Stored entries
————

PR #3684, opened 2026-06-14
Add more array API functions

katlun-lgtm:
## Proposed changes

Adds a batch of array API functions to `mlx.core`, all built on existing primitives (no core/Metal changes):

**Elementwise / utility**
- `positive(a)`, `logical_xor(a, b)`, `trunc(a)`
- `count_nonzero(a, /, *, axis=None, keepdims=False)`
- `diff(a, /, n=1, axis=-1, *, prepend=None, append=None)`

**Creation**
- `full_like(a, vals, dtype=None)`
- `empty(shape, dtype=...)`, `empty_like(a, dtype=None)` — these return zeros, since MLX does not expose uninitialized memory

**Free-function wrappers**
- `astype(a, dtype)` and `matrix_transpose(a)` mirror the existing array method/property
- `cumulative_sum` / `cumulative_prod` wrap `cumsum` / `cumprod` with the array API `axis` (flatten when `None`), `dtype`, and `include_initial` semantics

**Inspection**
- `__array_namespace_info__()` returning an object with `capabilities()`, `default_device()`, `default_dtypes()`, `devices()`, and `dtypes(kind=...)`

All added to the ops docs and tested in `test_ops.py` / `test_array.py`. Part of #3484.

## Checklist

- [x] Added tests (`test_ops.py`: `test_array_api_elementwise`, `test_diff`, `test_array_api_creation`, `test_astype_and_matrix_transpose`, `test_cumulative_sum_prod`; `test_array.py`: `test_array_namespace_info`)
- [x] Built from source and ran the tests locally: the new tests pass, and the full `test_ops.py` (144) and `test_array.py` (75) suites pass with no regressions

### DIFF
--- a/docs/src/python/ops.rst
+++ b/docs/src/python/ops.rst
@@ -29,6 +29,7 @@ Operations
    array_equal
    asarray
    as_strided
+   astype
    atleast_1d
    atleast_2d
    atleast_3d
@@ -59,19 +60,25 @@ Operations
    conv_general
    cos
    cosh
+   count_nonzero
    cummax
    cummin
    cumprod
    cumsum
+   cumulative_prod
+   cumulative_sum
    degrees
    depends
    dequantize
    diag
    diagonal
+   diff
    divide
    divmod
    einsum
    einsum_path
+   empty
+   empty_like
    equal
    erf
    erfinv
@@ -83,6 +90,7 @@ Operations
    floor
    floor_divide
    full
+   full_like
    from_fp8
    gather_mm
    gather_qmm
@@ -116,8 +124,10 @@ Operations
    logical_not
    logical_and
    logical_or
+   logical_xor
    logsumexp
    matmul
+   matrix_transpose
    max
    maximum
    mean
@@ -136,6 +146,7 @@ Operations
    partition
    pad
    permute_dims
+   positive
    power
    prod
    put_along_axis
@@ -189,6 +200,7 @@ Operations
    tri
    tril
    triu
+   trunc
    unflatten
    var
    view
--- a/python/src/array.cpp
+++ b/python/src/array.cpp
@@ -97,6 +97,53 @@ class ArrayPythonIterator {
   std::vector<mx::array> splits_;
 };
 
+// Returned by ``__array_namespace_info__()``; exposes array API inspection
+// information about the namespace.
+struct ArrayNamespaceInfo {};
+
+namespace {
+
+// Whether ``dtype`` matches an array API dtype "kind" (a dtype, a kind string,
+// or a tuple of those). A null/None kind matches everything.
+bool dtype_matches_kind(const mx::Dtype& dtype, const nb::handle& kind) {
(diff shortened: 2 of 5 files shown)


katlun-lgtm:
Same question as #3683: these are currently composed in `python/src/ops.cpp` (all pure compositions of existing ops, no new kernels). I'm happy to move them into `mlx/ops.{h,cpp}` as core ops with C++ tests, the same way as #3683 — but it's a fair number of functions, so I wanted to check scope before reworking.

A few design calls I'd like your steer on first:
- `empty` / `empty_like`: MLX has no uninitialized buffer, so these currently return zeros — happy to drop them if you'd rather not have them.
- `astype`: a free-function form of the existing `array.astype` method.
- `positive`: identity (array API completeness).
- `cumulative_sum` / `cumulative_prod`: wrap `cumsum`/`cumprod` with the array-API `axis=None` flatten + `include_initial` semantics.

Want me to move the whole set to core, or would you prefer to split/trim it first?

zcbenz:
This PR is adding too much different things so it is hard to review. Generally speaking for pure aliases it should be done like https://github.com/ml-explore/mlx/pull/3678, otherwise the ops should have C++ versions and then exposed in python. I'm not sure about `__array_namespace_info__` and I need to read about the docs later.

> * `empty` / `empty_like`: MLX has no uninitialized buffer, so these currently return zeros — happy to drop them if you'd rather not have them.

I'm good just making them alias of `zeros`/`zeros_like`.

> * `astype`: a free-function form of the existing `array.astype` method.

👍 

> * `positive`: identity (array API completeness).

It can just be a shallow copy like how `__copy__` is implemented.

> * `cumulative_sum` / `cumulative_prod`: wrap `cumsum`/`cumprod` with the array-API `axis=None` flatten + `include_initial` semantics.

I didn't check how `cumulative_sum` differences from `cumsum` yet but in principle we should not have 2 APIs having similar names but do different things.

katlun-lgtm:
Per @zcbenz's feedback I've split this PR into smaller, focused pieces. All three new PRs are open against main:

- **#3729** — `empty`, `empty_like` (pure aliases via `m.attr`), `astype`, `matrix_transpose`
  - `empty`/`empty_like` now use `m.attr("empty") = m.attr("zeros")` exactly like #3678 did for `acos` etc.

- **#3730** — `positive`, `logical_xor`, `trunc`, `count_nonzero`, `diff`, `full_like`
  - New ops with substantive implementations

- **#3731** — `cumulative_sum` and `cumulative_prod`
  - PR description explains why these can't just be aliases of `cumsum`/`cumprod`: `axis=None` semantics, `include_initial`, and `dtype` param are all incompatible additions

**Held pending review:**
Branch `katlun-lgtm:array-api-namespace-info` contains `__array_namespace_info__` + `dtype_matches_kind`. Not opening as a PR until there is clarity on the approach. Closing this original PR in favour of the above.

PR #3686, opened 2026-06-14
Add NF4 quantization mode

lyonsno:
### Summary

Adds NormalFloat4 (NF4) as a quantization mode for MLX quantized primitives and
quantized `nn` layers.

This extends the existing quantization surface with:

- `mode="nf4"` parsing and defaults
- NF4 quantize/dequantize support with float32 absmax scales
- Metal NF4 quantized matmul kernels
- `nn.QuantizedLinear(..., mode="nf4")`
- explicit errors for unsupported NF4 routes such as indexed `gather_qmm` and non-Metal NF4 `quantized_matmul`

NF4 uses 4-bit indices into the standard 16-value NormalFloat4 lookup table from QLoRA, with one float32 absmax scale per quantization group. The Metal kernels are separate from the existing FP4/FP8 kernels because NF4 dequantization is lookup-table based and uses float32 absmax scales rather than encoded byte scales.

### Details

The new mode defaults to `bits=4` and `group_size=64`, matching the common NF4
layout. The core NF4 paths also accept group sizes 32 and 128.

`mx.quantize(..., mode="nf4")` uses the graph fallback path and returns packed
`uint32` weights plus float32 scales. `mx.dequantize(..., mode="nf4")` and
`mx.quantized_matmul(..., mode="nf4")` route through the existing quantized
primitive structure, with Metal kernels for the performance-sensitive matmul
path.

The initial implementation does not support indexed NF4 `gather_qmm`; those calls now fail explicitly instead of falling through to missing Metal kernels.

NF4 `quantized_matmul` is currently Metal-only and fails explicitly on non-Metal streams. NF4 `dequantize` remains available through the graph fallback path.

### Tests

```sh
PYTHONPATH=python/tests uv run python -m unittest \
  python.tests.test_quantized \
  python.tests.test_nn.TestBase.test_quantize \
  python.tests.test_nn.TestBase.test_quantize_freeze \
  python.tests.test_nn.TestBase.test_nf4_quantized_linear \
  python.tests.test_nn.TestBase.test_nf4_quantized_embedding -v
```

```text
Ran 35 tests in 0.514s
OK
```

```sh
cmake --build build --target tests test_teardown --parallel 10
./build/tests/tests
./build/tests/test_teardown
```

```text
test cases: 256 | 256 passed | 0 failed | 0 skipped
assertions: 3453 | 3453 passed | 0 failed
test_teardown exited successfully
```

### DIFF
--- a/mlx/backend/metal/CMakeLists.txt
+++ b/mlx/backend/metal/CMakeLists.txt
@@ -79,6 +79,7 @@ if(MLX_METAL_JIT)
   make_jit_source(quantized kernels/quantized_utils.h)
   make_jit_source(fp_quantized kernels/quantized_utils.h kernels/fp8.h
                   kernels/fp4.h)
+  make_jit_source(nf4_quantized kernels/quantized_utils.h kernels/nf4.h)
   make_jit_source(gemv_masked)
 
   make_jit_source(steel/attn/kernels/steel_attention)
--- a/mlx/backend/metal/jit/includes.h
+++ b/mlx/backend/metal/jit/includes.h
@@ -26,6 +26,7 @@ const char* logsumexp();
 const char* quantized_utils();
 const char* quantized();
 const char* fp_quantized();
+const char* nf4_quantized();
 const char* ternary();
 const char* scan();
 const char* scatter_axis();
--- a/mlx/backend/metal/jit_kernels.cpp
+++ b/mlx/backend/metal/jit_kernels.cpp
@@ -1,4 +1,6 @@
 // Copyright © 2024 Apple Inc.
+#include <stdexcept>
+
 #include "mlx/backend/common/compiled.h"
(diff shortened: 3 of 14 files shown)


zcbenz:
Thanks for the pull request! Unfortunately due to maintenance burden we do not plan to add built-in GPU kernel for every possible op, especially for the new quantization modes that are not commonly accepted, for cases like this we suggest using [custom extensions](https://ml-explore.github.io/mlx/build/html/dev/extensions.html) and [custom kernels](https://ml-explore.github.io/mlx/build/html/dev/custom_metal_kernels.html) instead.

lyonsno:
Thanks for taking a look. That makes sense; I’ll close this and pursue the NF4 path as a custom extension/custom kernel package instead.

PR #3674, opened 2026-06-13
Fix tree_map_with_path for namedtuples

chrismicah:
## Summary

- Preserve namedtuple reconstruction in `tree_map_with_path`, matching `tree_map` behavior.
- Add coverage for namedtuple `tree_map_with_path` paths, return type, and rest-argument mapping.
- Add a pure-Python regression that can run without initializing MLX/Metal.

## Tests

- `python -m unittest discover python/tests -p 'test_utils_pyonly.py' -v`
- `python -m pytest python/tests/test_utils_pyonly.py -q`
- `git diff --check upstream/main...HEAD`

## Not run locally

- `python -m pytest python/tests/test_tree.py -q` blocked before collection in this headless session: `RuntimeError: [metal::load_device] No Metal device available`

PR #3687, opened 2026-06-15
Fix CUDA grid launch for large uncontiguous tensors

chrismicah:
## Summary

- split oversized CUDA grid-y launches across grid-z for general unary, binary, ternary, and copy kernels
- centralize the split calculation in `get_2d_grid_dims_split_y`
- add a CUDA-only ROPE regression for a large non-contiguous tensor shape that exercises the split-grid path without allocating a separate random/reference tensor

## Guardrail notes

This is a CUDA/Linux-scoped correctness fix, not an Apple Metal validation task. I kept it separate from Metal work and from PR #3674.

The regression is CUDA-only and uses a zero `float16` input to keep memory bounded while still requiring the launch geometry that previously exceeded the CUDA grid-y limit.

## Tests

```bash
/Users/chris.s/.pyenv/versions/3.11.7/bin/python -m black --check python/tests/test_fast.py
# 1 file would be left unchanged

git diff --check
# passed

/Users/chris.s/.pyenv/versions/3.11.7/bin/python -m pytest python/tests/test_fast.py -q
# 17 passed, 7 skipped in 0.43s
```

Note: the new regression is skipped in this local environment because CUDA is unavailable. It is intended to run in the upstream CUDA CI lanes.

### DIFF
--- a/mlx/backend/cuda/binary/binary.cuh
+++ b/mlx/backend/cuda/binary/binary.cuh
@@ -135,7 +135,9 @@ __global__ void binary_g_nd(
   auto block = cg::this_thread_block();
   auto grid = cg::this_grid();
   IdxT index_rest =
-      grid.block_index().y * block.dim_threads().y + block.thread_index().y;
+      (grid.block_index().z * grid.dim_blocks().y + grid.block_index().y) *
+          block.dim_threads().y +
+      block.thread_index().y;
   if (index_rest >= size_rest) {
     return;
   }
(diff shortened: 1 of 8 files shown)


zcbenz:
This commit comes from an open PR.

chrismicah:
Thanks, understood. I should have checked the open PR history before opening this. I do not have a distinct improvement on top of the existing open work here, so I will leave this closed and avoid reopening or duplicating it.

————

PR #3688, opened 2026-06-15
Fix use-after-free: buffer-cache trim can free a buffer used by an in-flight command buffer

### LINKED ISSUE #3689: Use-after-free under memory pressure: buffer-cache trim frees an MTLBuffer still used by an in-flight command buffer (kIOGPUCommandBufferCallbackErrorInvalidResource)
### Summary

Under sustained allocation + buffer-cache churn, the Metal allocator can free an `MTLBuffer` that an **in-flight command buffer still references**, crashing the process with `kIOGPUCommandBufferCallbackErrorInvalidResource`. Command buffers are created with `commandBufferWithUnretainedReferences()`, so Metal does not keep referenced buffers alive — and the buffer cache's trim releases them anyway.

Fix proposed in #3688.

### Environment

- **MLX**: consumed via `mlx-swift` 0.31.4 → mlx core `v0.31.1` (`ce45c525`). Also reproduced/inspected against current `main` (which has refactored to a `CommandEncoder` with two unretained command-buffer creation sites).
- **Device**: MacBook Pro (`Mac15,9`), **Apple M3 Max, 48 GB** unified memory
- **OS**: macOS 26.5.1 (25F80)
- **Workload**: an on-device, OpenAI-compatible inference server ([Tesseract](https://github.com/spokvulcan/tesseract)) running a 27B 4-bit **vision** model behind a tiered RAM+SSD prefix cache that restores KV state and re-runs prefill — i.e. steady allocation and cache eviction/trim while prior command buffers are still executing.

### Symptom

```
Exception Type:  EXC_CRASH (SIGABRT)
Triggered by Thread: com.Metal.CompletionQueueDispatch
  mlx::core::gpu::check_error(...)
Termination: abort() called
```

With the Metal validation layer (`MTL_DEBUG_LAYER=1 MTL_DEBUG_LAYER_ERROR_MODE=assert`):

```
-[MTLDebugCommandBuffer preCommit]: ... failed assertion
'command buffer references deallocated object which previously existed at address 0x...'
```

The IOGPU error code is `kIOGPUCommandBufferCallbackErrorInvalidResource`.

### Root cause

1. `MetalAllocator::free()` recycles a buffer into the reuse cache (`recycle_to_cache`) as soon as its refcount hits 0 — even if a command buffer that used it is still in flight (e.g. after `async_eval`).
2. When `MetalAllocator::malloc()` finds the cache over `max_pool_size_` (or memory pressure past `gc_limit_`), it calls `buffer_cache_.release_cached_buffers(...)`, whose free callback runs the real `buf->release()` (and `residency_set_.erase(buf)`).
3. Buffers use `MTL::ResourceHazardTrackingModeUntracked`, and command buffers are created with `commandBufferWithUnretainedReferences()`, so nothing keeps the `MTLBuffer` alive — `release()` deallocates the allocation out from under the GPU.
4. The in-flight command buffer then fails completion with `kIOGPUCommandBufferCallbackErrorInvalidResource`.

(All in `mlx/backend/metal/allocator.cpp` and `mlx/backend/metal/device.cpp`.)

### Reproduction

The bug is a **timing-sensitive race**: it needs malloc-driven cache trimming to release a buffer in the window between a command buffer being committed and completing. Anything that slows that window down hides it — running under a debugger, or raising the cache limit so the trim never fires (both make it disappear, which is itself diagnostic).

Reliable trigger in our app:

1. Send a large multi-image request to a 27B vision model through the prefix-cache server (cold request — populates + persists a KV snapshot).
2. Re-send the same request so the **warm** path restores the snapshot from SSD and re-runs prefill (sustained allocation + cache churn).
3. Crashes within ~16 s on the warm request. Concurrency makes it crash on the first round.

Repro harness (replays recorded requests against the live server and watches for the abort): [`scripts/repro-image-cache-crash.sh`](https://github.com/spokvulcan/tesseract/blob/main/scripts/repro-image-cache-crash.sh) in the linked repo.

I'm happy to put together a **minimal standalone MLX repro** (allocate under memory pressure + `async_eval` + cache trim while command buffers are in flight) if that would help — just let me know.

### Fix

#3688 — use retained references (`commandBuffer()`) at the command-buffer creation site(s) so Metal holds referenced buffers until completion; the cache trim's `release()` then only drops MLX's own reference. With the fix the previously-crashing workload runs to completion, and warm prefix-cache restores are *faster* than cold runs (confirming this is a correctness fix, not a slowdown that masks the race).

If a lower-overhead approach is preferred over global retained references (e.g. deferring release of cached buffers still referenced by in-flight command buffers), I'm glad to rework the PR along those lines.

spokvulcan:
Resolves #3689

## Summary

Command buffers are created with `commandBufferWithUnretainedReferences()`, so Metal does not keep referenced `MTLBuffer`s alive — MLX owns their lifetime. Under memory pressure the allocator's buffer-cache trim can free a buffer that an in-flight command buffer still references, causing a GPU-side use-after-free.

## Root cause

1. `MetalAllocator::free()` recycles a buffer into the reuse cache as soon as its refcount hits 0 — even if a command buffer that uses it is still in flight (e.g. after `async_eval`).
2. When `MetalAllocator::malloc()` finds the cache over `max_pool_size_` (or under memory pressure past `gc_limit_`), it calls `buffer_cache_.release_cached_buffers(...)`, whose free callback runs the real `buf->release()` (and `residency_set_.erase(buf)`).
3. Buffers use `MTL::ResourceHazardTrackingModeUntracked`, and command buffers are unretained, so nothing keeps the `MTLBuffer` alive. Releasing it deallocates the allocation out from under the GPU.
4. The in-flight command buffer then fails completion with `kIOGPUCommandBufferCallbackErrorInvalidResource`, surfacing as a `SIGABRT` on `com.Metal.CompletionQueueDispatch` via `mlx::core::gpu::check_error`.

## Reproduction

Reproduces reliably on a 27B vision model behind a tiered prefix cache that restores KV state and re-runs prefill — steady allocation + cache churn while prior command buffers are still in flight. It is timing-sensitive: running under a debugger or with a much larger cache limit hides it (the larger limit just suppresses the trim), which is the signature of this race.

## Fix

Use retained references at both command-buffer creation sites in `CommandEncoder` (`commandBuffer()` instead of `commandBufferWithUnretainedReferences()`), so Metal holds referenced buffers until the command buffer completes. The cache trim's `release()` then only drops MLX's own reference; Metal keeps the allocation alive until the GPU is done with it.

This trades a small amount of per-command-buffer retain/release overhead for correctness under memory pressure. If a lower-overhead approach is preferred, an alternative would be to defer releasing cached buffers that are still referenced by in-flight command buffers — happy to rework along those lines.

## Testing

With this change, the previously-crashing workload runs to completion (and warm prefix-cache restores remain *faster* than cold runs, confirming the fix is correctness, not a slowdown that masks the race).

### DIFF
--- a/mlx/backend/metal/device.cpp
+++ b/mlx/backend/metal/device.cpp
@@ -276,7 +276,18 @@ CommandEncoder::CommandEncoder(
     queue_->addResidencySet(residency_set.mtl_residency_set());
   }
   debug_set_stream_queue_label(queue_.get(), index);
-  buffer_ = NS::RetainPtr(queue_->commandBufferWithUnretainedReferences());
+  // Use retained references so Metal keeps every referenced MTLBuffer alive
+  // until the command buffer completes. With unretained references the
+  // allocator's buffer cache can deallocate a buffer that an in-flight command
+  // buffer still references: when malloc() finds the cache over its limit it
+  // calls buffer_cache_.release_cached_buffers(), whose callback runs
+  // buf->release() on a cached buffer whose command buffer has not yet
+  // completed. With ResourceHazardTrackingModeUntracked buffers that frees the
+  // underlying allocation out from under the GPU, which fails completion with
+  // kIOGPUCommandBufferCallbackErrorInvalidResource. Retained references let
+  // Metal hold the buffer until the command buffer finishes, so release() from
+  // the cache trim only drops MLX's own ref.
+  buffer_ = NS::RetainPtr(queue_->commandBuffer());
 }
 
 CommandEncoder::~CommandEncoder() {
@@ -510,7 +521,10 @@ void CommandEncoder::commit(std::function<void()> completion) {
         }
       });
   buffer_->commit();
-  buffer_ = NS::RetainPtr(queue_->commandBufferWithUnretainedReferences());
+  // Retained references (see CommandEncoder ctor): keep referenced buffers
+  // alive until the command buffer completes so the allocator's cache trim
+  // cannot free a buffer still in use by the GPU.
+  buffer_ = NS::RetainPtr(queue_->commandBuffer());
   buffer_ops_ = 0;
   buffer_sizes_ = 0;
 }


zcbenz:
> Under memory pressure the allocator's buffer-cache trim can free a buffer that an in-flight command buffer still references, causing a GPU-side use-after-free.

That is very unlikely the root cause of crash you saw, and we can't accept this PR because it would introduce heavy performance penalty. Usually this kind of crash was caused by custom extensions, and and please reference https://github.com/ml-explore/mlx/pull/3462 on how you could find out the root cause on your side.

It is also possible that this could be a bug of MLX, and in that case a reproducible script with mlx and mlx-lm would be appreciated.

————

Try it: Take each line above that holds the string "shape" and copy it.

Solved problem:
- `empty(shape, dtype=...)`, `empty_like(a, dtype=None)` — these return zeros, since MLX does not expose uninitialized memory
- add a CUDA-only ROPE regression for a large non-contiguous tensor shape that exercises the split-grid path without allocating a separate random/reference tensor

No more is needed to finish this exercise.